This article conceptualizes and contends with a fourth origin explanation for social movements: digital. 2 Building on broader arguments about the significant role that digital technology plays in a more networked society (Raine & Wellman, 2012), a common view is that weak ties are now an integral part of modern social movements (Margetts, John, Hale, & Yasseri, 2016; Tufekci & Freelon, 2013; Wells, 2015). Scholarship on the relationship between social movement emergence and digital technology has been gaining traction, such as arguing for the “digital origins” (Howard, 2010) of some political movements. No one has suggested that digital technologies supplant the other three broad explanations nor work in isolation. Still, a few scholars have argued that online-intense activism may change foundational models of collective action (Bennett & Segerberg, 2012; Bimber, Stohl, & Flanagin, 2005; Earl & Kimport, 2011) because of lowered costs: Internet-enabled individualized weak ties replace strong organizational ones. 3
Studies that examine the influence of digital technologies on social movements have greatly expanded, yet we have known less about the origin period: what was happening before a movement began and the first few weeks or months of its emergence.

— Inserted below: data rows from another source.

PR #6197, opened 2025-08-02
Do not suggest a donation if the donation must be more than 100k credits

### LINKED ISSUE #6074: Donate to Cranks - Please donate $0
Image

In the module **'Donate to Cranks'** When some level of notoriety has been reached, the suggested amount to donate is 0. This is by design but it's not a very helpful message and appears to the user as a bug.

### Observed behaviour

Message in campaign
 
> Your reputation would benefit by donating $0 to our cause, but any donation would help.

### Expected behaviour

Maybe just suggest a gradually higher value or a friendly message?

### Steps to reproduce

* Open the Debug window and bump up your reputation.
* In the BBS. Open up the **'Donate to Cranks'** campaign post.

As seen in Pioneer-2025-02-03

This part of the code looks a wee bit relevant

https://github.com/pioneerspacesim/pioneer/blob/ddb008daeebdc23716d0acdb516a7f38a33c98b8/data/modules/DonateToCranks/DonateToCranks.lua#L56-L58

robothauler:
If the player has reached the reputation “CREDIBLE”, he would have to donate more than 100000 credits to get to the next level.

Closes #6074

### DIFF
--- a/data/modules/DonateToCranks/DonateToCranks.lua
+++ b/data/modules/DonateToCranks/DonateToCranks.lua
@@ -27,14 +27,7 @@ local ads = {}
 local addReputation = function (money, character)
 	local char = character or Character.persistent.player
 	local curRep = char.reputation
-	local newRep
-
-	if curRep >= 1 then
-		local exp = math.log(money)/math.log(10) - (math.log(curRep)/math.log(2) - 1)
-		newRep = curRep + 2^exp
-	else
-		newRep = curRep + 2^(math.log(money)/math.log(10))
-	end
+	local newRep = curRep + math.sqrt(money * 0.004) + 0.00236 * money
 	char.reputation = newRep
 	return newRep
 end
@@ -44,7 +37,7 @@ local computeReputation = function (ad)
 	-- compute money to get to next level of reputation
 
 	local current_reputation = 	Character.persistent.player:GetReputationRating()
-	print("\n\nCURRENT:", current_reputation)
+	print("CURRENT REPUTATION:", current_reputation)
 
 	for i=0,5,1 do
 		local donate = math.floor(10^i)
--- a/data/modules/DonateToCranks/DonateToCranks.lua
+++ b/data/modules/DonateToCranks/DonateToCranks.lua
@@ -73,8 +73,13 @@ local onChat = function (form, ref, option)
 	end
 
 	if option == 0 then
-		form:SetMessage(string.interp(flavours[ad.n].message, ad.stringVariables) .. "\n\n" .. string.interp(
-			l.SALES_PITCH, {cash = Format.Money(computeReputation(ad), false)}))
+		local cash = computeReputation(ad)
+		if cash > 0 then
+			form:SetMessage(string.interp(flavours[ad.n].message, ad.stringVariables) .. "\n\n" .. string.interp(
+				l.SALES_PITCH, {cash = Format.Money(cash, false)}))
+		else
+			form:SetMessage(string.interp(flavours[ad.n].message, ad.stringVariables))
+		end
 
 	elseif PlayerState.GetMoney() < option then
 		form:SetMessage(l.YOU_DO_NOT_HAVE_ENOUGH_MONEY)


zonkmachine:
OK. This skips the sales pitch if it comes out as 0$. This is reasonable.
If I throw a whole lot of money in donations my reputation goes up. It seem to level out at 122/TRUSTWORTHY, when it should go up to 512/MASTER. After 122, I have thrown some 50 000 000$ at the charities and nothing happens. Maybe I misunderstand reputation, and you're not supposed to be able to buy yourself to the top like that? I think there is a round off error happening in addReputation causing it to level out at 122. If I create a 1000000$ donation button I can again increase the reputation slightly (I haven't tried to find if it levels out somewhere else with this button).
@impaktor 

https://github.com/pioneerspacesim/pioneer/blob/98d295fbc7867558de5cda12ed7c3c1421e8e3ed/data/modules/DonateToCranks/DonateToCranks.lua#L27-L40

I think this is a reasonable change but it doesn't fix the underlying issue, and the github issues shouldn't be closed.

impaktor:
There is nothing inherently wrong with being able to buy yourself reputation all the way to the top I think. 
If a new mechanic is suggested, or current equations tweaked, I'd like to see a graph of donation $ vs. reputation.

I think the idea with having the log is to reputation gain flatten out / cost more and more to buy a reputation score.

zonkmachine:
> I think the idea with having the log is to reputation gain flatten out / cost more and more to buy a reputation score.

And currently it seem to flatten out completely at too early in the career, at TRUSTWORTHY.

impaktor:
1. possible we want to change / tweak the `f_reputation(x_money)` function
2. what should be the behavior when any further donation has 0 impact on reputation?

zonkmachine:
> 1. possible we want to change / tweak the `f_reputation(x_money)` function

Probably. I tested to step up the reputation in the debug tool and see what the suggested donation would be per reputation. Here is the result for reputation 0 - 26 (Max 512).

|Reputation|Suggested donation|
|----------------|-----------------------------|
|0|100|
|1| 10|
|2| 10|
|3| 10|
|4| 10000|
|5| 1000|
|6| 1000|
|7| 100|
|8| 100000|
|9| 100000|
|10| 100000|
|11 |100000|
|12| 100000|
|13| 100000|
|14| 10000|
|15| 1000|
|16| 0|
|...|0|
|26| 0|


>     2. what should be the behavior when any further donation has 0 impact on reputation?

Not suggesting 0$ as proposed in this PR is a good start. I think maybe the reputation should still be impacted by donations at all time but just lesser with increasing reputation and the suggested donations increasing. 

_Edit: table, fixed value at reputation 4_

robothauler:
This is the current status when the reputation is <1:
reputation_lt1
I added 3 curves for reputation -3, -5 and -10.
In my opinion, that's fine.

This happens when the reputation is >= 1.
reputation_ge1
Both axes in the graph are logarithmic!
The graphic is a bit confusing, but I think you can see the most important points.

sturnclaw:
The graphs of the function as-is look like a very poor-quality gameplay experience. It seems when your rep is *exactly* -8, no donation can affect it... but a donation of 100 credits can take a -10 rep to -6? When you have 0 reputation or any power-of-two value, your reputation is apparently completely unable to be helped via donation.

In general, the absolute value of the player's current reputation should have a linear or slightly-exponential effect on reputation gain via donations (i.e. a $10 donation at rep 0 is enough for 1 reputation, while increasing one reputation level at rep 10 is $100). This should allow the total reputation gain for an arbitrary donation to be computed, while avoiding the pitfall that is some reputation levels causing your donation to simply go up in smoke.

robothauler:
It now takes 1,000 credits to go from Level NOBODY (0) to INEXPERIENCED (4) at the start of the game. 100 credits seemed too cheap to me. It now takes 100,000 credits to go from EXPERT (256) to MASTER (512).

robothauler:
Just for the sake of completeness.
donate1
donate2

For practical reasons, research often examines a movement after it has started, reducing data on social media practices in the early stages of social movements and how technology may play a role in its origin. Many social movement studies on digital activism use technology not only as an explanatory variable but also as a data source, such as hashtags (Earl, Hurwitz, Mesinas, Tolan, & Arlotti, 2013; LeFebvre & Armstrong, 2016; Wang, Liu, & Gao, 2016), which has brought efficiency in analyses but has limited our understanding of what happens offline, particularly non-digital factors. 4 Therefore, I build on emerging scholarship which has begun to widen the time and technology scope (e.g., Jackson & Wells, 2016) in order to examine more fully the origin period of Moral Monday.
Overall, my findings of the minimal role of digital technology in the case of Moral Monday provide three theoretical contributions. First, rather than weak ties or spontaneity, the strong ties of social movements, particularly organizations, can still be very much part of the everyday practices of emergence, even in what some argue is an individualized weak-tie centric digital era. Next, this study’s unique methods and findings suggest that emergence scholarship on digital activism would benefit from expanding the entry point of protest earlier than a hashtag’s debut. As a result, digital explanations may not be as distinct of a theoretical construct as previous research suggests. Finally, I show that new technologies do not necessarily supplant old theories. Social media’s reflection, rather than creation, of a social movement aligns with the argument that social media can simply become normalized into movements (Nielsen, 2011).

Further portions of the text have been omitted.